You know what else can pass the USMLE? The answer key,

And the contents of the answer key can be inferred from the text of thousands of reference materials, articles, and even test preparation booklets, which are all available in general public literature presumably to the chat bot.

So we’ve demonstrated that with a stunning quantity of computing resource and nearly unlimited processing power, we can reverse-engineer an answer key for a standardized test.

This is supposed to say anything at all about medical education? Or how we train physicians? It strikes me that it says a heck of a lot more about the insipid communication skills and room-temperature IQs in our media than anything else. But that’s not news, is it?

    Publius_2020 in reply to Bartlett. | January 23, 2023 at 12:54 pm

    You can’t tell from this type of article, but the advances have less to do with information retrieval and more to do with language processing.

    Like Watson’s success in Jeopardy, it’s not about looking up the capital of Assyria, it’s about understanding the question itself, converting that to an information retrieval request, and then converting the information back into a human-language format.

    And if you think about the “concern” in the education field this becomes clear. Because students plainly could retrieve all the factual information necessary to answer high school or college questions with a Google search, and the world didn’t end. But turning that information into a human language fully-expressed “answer” is a second step. One that reduces the student skill input from 50% to near zero.

    Where this becomes interesting in the medical field is triage and patient intake. Having a natural language processor that can handle patient intake in a hospital (and ER) setting is a huge deal. It allocates resources very quickly, and helps avoid life-threatening delays.

    I agree that the media doesn’t know how to think about this, but that doesn’t mean that there isn’t something underneath the fuss.

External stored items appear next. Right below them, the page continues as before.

PR #160, opened 2023-09-14
Multi backend

christopher-schroeder:
During the new cyvcf2 branch, Till and I recognize, that it is probably better to let the user decide the backend.
This draft here introduces an abstraction layer and with it several pysam wrapper to be able to create backends with different libraries and address them by polymorphism.

Its not complete at all, currently only

```
vembrane filter "True" exmaple.vcf
```

work as many functions are not implemented yet.


vembrane/common.py
```diff
@@ -42,27 +43,25 @@ def normalize(s: str) -> str:
...
-                    str.strip,
-                    rec.get("Description").strip('"').split(separator)[1].split("|"),
-                )
+    if header.contains_generic("VEP"):
+        separator = ":"
+    if h := header.infos.get(ann_key):
+        return list(
+            map(
+                str.strip,
+                h.get("Description").strip('"').split(separator)[1].split("|"),
```
tedil, line 54: I always felt like this method seems a bit brittle, but it works, so it's fine ;D
However, we do not check anywhere for multiple different annotation keys, e.g. if snpeff or something else adds a CSQ or EFF annotation entry etc.

vembrane/backend/backend_pysam.py
```diff
@@ -0,0 +1,273 @@
...
+        # record.stop is pysams unified approach to get the end position of a variant.
+        # It either considers the alt allele or the END field, depending on the record.
+        # Stop is 0-based, but for consistency with POS we convert into 1-based.
+        # Since for 1-based coordinates, the expectation is that END is inclusive
+        # instead of exclusive (as it is with 0-based), we do not need to add 1.
+        return record.stop
+
+
+def is_bnd_record(record: VariantRecord) -> bool:
+    return "SVTYPE" in record.info and record.info.get("SVTYPE", None) == "BND"
```
tedil, line 273: This is a code duplication (see method of same name in `common.py`) and can probably be removed.

vembrane/errors.py
```diff
@@ -13,7 +13,7 @@ def __str__(self):
 class UnknownAnnotation(VembraneError):
     """Unknown annotation entry"""
 
-    def __init__(self, record_idx: int, record: VariantRecord, key: str):
+    def __init__(self, record_idx: int, record, key: str):
```
tedil, line 16: This (and all other methods below) are missing the type annotation for `record` (which I guess has to do with the import at line 3 is commented out?)

vembrane/globals.py
```diff
@@ -16,6 +16,7 @@
         abs,
         all,
         any,
+        type,
```
tedil, line 19:
```suggestion
```

vembrane/modules/annotate.py
```diff
@@ -41,6 +41,14 @@ def add_subcommmand(subparsers):
         choices=["vcf", "bcf", "uncompressed-bcf"],
         help="Output format.",
     )
+    parser.add_argument(
+        "--backend",
+        "-b",
+        default="pysam",
```
tedil, line 47: As mentioned above, probably use cyvcf2 as the default.

vembrane/modules/annotate.py
```diff
@@ -41,6 +41,14 @@ def add_subcommmand(subparsers):
...
+        type=Backend.from_string,
+        choices=[Backend.pysam, Backend.cyvcf2],
```
tedil, line 49: ... and then also swap the order of these two (which also happens to be alphabetical then)

vembrane/modules/filter.py
```diff
@@ -116,15 +119,23 @@ def add_subcommmand(subparsers):
...
         "Example: `--overwrite-number-format DP=2`",
     )
+    parser.add_argument(
+        "--backend",
+        "-b",
+        default="pysam",
+        type=Backend.from_string,
+        choices=[Backend.pysam, Backend.cyvcf2],
+        help="Set the backend library.",
+    )
```
tedil, line 129: I'd love to get rid of the code duplication in the different modules somehow.

vembrane/representations.py
```diff
@@ -44,116 +27,117 @@ def get(self, item, default=NA):
...
+#                         raise UnknownInfoField(self._record_idx, self._record, item)
+#                 else:
+#                     value = type_info(
+#                         untyped_value,
+#                         self._header_info_fields[item],
+#                         item,
+#                         self._record_idx,
+#                     )
+#             self._info_dict[item] = value
+#             return value
```
tedil, line 134: This can be removed.
```suggestion
```

vembrane/representations.py
```diff
@@ -44,116 +27,117 @@ def get(self, item, default=NA):
...
+#         record_idx: int,
+#         record: VCFRecord,
+#         header_format_fields: Dict[str, str],
+#     ):
+#         self._record = record
+#         self._record_idx = record_idx
+#         self._header_format_fields = header_format_fields
+#         self._record_format = record.format
+
+#     @cache
```
tedil, line 74: The `__getitem__` method has a `@cache` decorator, not sure if that was actually beneficial or not and if we should keep in the new backend specific formats classes?

vembrane/representations.py
```diff
@@ -270,33 +253,30 @@ def __init__(
...
-            for kind in set(r.type for r in header.records)
-        }
+        # self._numbers = {
+        #     category: {
+        #         record_name: overwrite_number.get(category, {}).get(record_name)
+        #         or record.get("Number")
+        #         for record_name, record in category_records.items()
+        #     }
+        #     for category, category_records in header.records.items()
+        # }
```
tedil, line 263: This is now handled elsewhere and can be removed, correct?

vembrane/representations.py
```diff
@@ -355,22 +335,24 @@ def _get_filter(self) -> List[str]:
...
-            self.idx,
-            self.record,
-            self._header_format_fields,
-        )
+    def _get_format(self) -> VCFRecordFormats:
+        # value = Formats(
+        #     self.idx,
+        #     self.record,
+        #     self._header_format_fields,
+        # )
```
tedil, line 354:
```suggestion
```

tedil (changes requested):
We're almost done! Thanks a lot @christopher-schroeder :)
There are some parts which need small changes, but most of the changes look fine.
What I think is missing are some more tests for:

- making sure record.stop is identical between pysam and cyvcf2 backends for uncommon ref+alt case combinations, especially for structural variation (perhaps there are good and usable examples in the vcf spec?)
- annotate does not have any tests yet (and is due to change anyways), but at least one test would be great.
- tests for resetting the reader in the bnd/sorted output 2-pass case (both for files and streams, with the stream ones expected to fail)

What we also still need to discuss is whether the NoValueDict class should raise a KeyError or silently return False.

vembrane/backend/backend_cyvcf2.py
```diff
@@ -0,0 +1,278 @@
...
+class Cyvcf2Reader(VCFReader):
+    def __init__(
+        self,
+        filename: str,
+        overwrite_number: Dict[str, Dict[str, str]] = {},
+    ):
+        self.filename = filename
+        self._file = VCF(self.filename)
+        self._header = Cyvcf2Header(self, overwrite_number)
+        self._overwrite_number = overwrite_number
```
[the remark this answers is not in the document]
christopher-schroeder: I added __slots__, but pytest doesn't throw any error, when the field is not in slots. Thats super weird. Do you know how to make pytest include slots?

vembrane/backend/backend_pysam.py
```diff
@@ -0,0 +1,273 @@
...
+        header: VCFHeader,
+    ):
+        self._record = record
+        self._header = header
+
+    def __getitem__(self, key):
+        if key == "END":
+            return get_end(self._record)
+        if key not in self._header.infos.keys():
+            raise UnknownInfoField(0, self._record, key)  # TODO: self._record_idx
```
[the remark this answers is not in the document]
christopher-schroeder: TODO done

vembrane/backend/backend_pysam.py
```diff
@@ -0,0 +1,273 @@
...
+        if not self.__contains__(sample):
+            raise UnknownSample(self._record_idx, self._record, sample)
+        meta = self._header.formats[self._format_key]
+        return type_info(self._record.samples[sample][self._format_key], meta["Number"])
+
+    def __setitem__(self, key, value):
+        self._record.format[key] = value
+
+    def __contains__(self, sample):
+        return sample in self._record.samples.keys()
```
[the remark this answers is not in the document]
christopher-schroeder: I didn't know either. I've looked it up and VCFv4.2 and from 1.4.2

_If genotype information is present, then the same types of data must be present for all samples. First a FORMAT
field is given specifying the data types and order (colon-separated alphanumeric String). This is followed by one field
per sample, with the colon-separated data in this field corresponding to the types specified in the format_

I think it enforces it.

vembrane/representations.py
christopher-schroeder: I added the @cache decorator, because the old code was actually a self implemented cache. I now add the cache decorator where I think it might be helpful for some queries

vembrane/representations.py
```diff
@@ -270,33 +253,30 @@ def __init__(
...
+        #         for record_name, record in category_records.items()
+        #     }
+        #     for category, category_records in header.records.items()
+        # }
 
         # always explicitly set "Number" for certain fields
         # which get special pysam treatment:
         # - `FORMAT["GT"]` is always parsed as a list of integer values
-        self._numbers.get("FORMAT", {})["GT"] = "."
+        # self._numbers.get("FORMAT", {})["GT"] = "."
```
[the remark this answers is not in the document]
christopher-schroeder: now it is

vembrane/backend/backend_cyvcf2.py
```diff
@@ -0,0 +1,278 @@
...
+        meta = self._header.formats[self._format_key]
+        number = meta["Number"]
+        if meta["Type"] == "String":
+            value.item()
+            if not number == "1":
+                value = value.split(",")
+        if number == "1":
+            if isinstance(value, np.ndarray):
+                value = value[0].item()
+            # cyvcf2 gives min int for unknown integer values
```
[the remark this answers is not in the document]
christopher-schroeder: Its not :)

vembrane/backend/backend_cyvcf2.py
```diff
@@ -0,0 +1,278 @@
...
+        header: Cyvcf2Header,
+    ):
+        self._record = record
+        self._header = header
+
+    def __getitem__(self, key):
+        # if key == "END":
+        #     return get_end(self._record)
+        if key not in self._header.infos.keys():
+            raise UnknownInfoField(0, self._record, key)  # TODO: self._record_idx
```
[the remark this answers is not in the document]
christopher-schroeder: record idx now implemented, together with code simplification

vembrane/backend/backend_cyvcf2.py
```diff
@@ -0,0 +1,278 @@
...
+
+        return type_info(value, number)
+        # if number == "A" and not isinstance(value, list):
+        #     value = tuple([value])
+
+    def __setitem__(self, key, value):
+        # for some reasons cyvcf2 doesn't split String lists, a known circumstance
+        meta = self._header.infos[key]
+        number, typ = meta["Number"], meta["Type"]
+        if typ == "String" and number == ".":
```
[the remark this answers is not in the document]
christopher-schroeder: done

vembrane/backend/backend_pysam.py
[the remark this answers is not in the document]
christopher-schroeder: the implementation is now a OrderedSet (OrderedDict). That kind of caches it.

vembrane/backend/backend_pysam.py
```diff
@@ -0,0 +1,273 @@
...
+    def samples(self):
+        return self._header.samples
+
+    @property
+    def filters(self):
+        return self._header.filters
+
+    @property
+    def records(self):
+        return self._data_category
```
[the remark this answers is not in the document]
christopher-schroeder: I think the term `_header_records is even worse.

vembrane/backend/base.py
```diff
@@ -0,0 +1,272 @@
...
+
+    def __repr__(self):
+        return str(self)
+
+    @staticmethod
+    def from_string(s):
+        try:
+            return Backend[s]
+        except KeyError:
+            return s
```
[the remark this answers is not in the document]
christopher-schroeder: No this is a hack to make argparse properly let you choose from enums, that are adressed by string. I don't really know whats going on here, but if you raise an error instead of s, argparse doesn't print the correct information anymore in case the user doesn't choose correctly.

vembrane/common.py
christopher-schroeder: Unfortunately there are also other tools that annotate in a similar way. I would like to move the discussion about that to the follow up PR, where I introduce a way to use user defined custom annotations by an external provided yaml.

vembrane/backend/backend_pysam.py
christopher-schroeder: Yes it it. I am avoiding a circular import here. The only solution I can come up with is splitting the common file into multiple files. Any ideas are welcome!

vembrane/common.py
```diff
@@ -133,3 +132,23 @@ def read_set(path: str) -> Set[str]:
...
+
+def create_writer(
+    filename: str, fmt: str, template: VCFReader, backend: Backend = Backend.pysam
+):
+    if backend == Backend.pysam:
+        return PysamWriter(filename, fmt, template)
+    elif backend == Backend.cyvcf2:
+        return Cyvcf2Writer(filename, fmt, template)
+    else:
+        raise ValueError(f"{backend} is not a known backend.")
```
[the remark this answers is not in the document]
christopher-schroeder: I agree.

vembrane/errors.py
christopher-schroeder: again circular import, I don't know how to handle

vembrane/globals.py
christopher-schroeder: sorry that was for debugging

vembrane/backend/backend_pysam.py
tedil: Oh, right. Hm, I guess we can just leave it as is for now

vembrane/backend/base.py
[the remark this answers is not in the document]
tedil: Ah, I see, I didn't know that!

vembrane/common.py
tedil: Sure, that makes sense

vembrane/backend/backend_pysam.py
christopher-schroeder: I just move the functions to VCFRecord

vembrane/modules/annotate.py
christopher-schroeder: cyvcf2 is default now

vembrane/modules/annotate.py
christopher-schroeder: cyvcf2 is default now and order correct

vembrane/representations.py
christopher-schroeder: yes

vembrane/modules/filter.py
christopher-schroeder: I moved this code to a common function in common.py

tests/testcases/filter/test_type_and_number_combinations/config.yaml
```diff
@@ -0,0 +1,36 @@
+function: "filter"
```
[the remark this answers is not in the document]
christopher-schroeder: Done

vembrane/backend/backend_cyvcf2.py
```diff
@@ -0,0 +1,278 @@
...
+    # @property
+    # def header(self):
+    #     return self._header
+
+    def reset(self):
+        # cyvcv2 doesnt have a reset function
+        self._file.close()
+        self._file = VCF(self.filename)
+        self._header = Cyvcf2Header(self, self._overwrite_number)
+        # TODO: may this workaround lead to problems?
```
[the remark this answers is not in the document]
christopher-schroeder: I put this to the Roadmap

vembrane/backend/backend_cyvcf2.py
```diff
@@ -0,0 +1,278 @@
...
+
+    @property
+    def position(self) -> int:
+        return self._record.POS
+
+    @property
+    def stop(self) -> int:
+        if "END" in self.info:
+            return self.info["END"]
+        return self._record.POS + len(self._record.REF) - 1
```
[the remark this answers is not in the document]
christopher-schroeder: It is. Tested with a Manta called vcf

vembrane/backend/backend_pysam.py
```diff
@@ -0,0 +1,273 @@
...
+    def contig(self) -> str:
+        return self._record.chrom
+
+    @property
+    def position(self) -> int:
+        return self._record.pos
+
+    @property
+    def stop(self) -> int:
+        return self._record.stop
```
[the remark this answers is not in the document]
christopher-schroeder: Added a testcase for END

vembrane/backend/backend_cyvcf2.py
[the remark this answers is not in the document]
christopher-schroeder: nevermind, it seems to work now

vembrane/backend/backend_cyvcf2.py
```diff
@@ -0,0 +1,278 @@
...
+
+    @property
+    def samples(self):
+        return self._file.samples
+
+    def __repr__(self):
+        return self._record.__repr__()
+
+    def __str__(self):
+        return self._record.__str__()
```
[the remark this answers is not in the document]
christopher-schroeder: I moved the code to base. By now this should be identical for pysam and cyvcf2 as it is just the vcf representation of the record for both backends

vembrane/backend/backend_pysam.py
```diff
@@ -0,0 +1,273 @@
...
+
+    @property
+    def samples(self):
+        return self._record.samples
+
+    def __repr__(self):
+        return self._record.__repr__()
+
+    def __str__(self):
+        return self._record.__str__()
```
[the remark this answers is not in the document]
christopher-schroeder: dito

vembrane/backend/base.py
```diff
@@ -0,0 +1,272 @@
...
+    pass
+
+
+class NoValueDict:
+    def __contains__(self, item):
+        try:
+            value = self[item]
+        except KeyError:
+            return False
+        return value is not NA
```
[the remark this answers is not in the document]
christopher-schroeder: So the consense was `false` and Sven a warning, which itself is not implemented. Do we want to have such a warning for each missing value in each read?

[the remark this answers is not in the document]
tedil: If a VCF file has `some_random_key` specified in its header, every record should have that field set, which is why the VCF spec has that special value MISSING (i.e. `.`).
If one of a million records for some reason does not have `some_random_key` specified, I'd just take it to mean `some_random_key=.`, which means that the information is missing for that key.

I have added a warning printing both the record id and the record itself in that case; that might be annoying for files which have a lot of records which simply omit info keys, instead of using `.` as corresponding values.

I have tried finding information about this in the VCF spec, but couldn't find anything definitive as to what is the preferred way. `bcftools` at least does not complain about this case.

      Chatbot will not pass the
      Hector Levesque
      Winograd Schema test.

      No AI has scored higher than 60%.
      Ordinary non-expert humans score 95%.

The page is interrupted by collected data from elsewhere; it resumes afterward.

PR #176, opened 2024-09-19
fix: properly handle MATEID presented as single-item

johanneskoester:
This is relevant for the SAVANA caller, which encodes MATEID as follows:
`##INFO=<ID=MATEID,Number=1,Type=String,Description="ID of mate breakends">`


FelixMoelder (approved):

tedil:
This should have targeted the dev-1.0 branch, as the main branch currently contains the changes for vembrane 2.0.
We can do a rebase and then release that I guess

PR #184, opened 2025-02-21
feat: new subcommand for generating structured output from vcf using a yte template

johanneskoester:


tedil:
Uh, super nice!

tedil (changes requested):
This is very nice, thank you!
The only things I believe are missing at the moment are:
 - updating the readme to include the new subcommand + some examples
 - tests which show slightly more complex expressions

johanneskoester:
I've added a section to the README and a more complex test. This showed me that I had so far not considered ANN in the code. However, it seems like the ANN field is not found now from within YTE, although I tried to follow the same logic as in table and filter.

johanneskoester:
I had to raise the minimum python version to 3.12, because that was the only way to pass both vembranes Envrionment as well as yte's intermediate variables to `exec` and `eval` without running into "undefined name" errors.

johanneskoester:
No clue why exactly that was the case to be honest, I did not anticipate a difference with that in the release of Python 3.12

tedil (approved):
LGTM! Thanks for this functionality.

PR #185, opened 2025-02-22
build: Switch to `uv` with `hatchling` as the build backend

tedil:


johanneskoester (commented):
LGTM, but, out of interest, why not just directly use pixi? It handles pyproject.toml as well. Further, it has workflow capabilities which could be used to get the same as with tox I guess.

tedil:
Does pixi already use uv? Not sure how up to date this blog entry is: https://prefix.dev/blog/uv_in_pixi

PR #196, opened 2025-06-13
docs: fix examples with missing `SAMPLES[0]` reference for FORMAT fields

dlaehnemann:


tedil:
Hm, these example should work, the indexing should be fine with both an index (`0`) and a sample name (`SAMPLES[0]`). If it isn't, this is a bug/regression, not a documentation issue.

dlaehnemann:
OK, let's look into creating a test case for this, then.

    henrybowman in reply to Bartlett. | January 23, 2023 at 2:27 pm

    RIght. My first reaction was that they have measured nothing but the paragon of all open-book exams.

      Voyager in reply to henrybowman. | January 23, 2023 at 3:53 pm

      But the thing to remember is a lot of real world problems are also open book exams.

      The traig example is striking: something that can quickly ingest search for, and return likely candidates could be incredibly useful, if it is reliable, and not intentionally biased by the developers.

      That last part worries me. These seem like perfect mono culture systems for meme poisoning.

Skynet becomes self-aware.

Industry: How can we make more $$$ with it?

Military: How can we fight more wars with it?

Spook agencies: How can we expand the survellience state with it?

Pr0n industry: How can we make sentient pr0n with it?

This will not end well…

    WestRock in reply to LB1901. | January 23, 2023 at 11:59 am

    Combine Skynet with the Tyrell Corporation and we are doomed. My coworkers and I have been talking about ChatGPT for a while, and this revelation is the kicker. Anything and everything can be spoofed, and most jobs can be eliminated. What is the end game in the minds of the the WEF and Soros and the other authoritarian wannabes?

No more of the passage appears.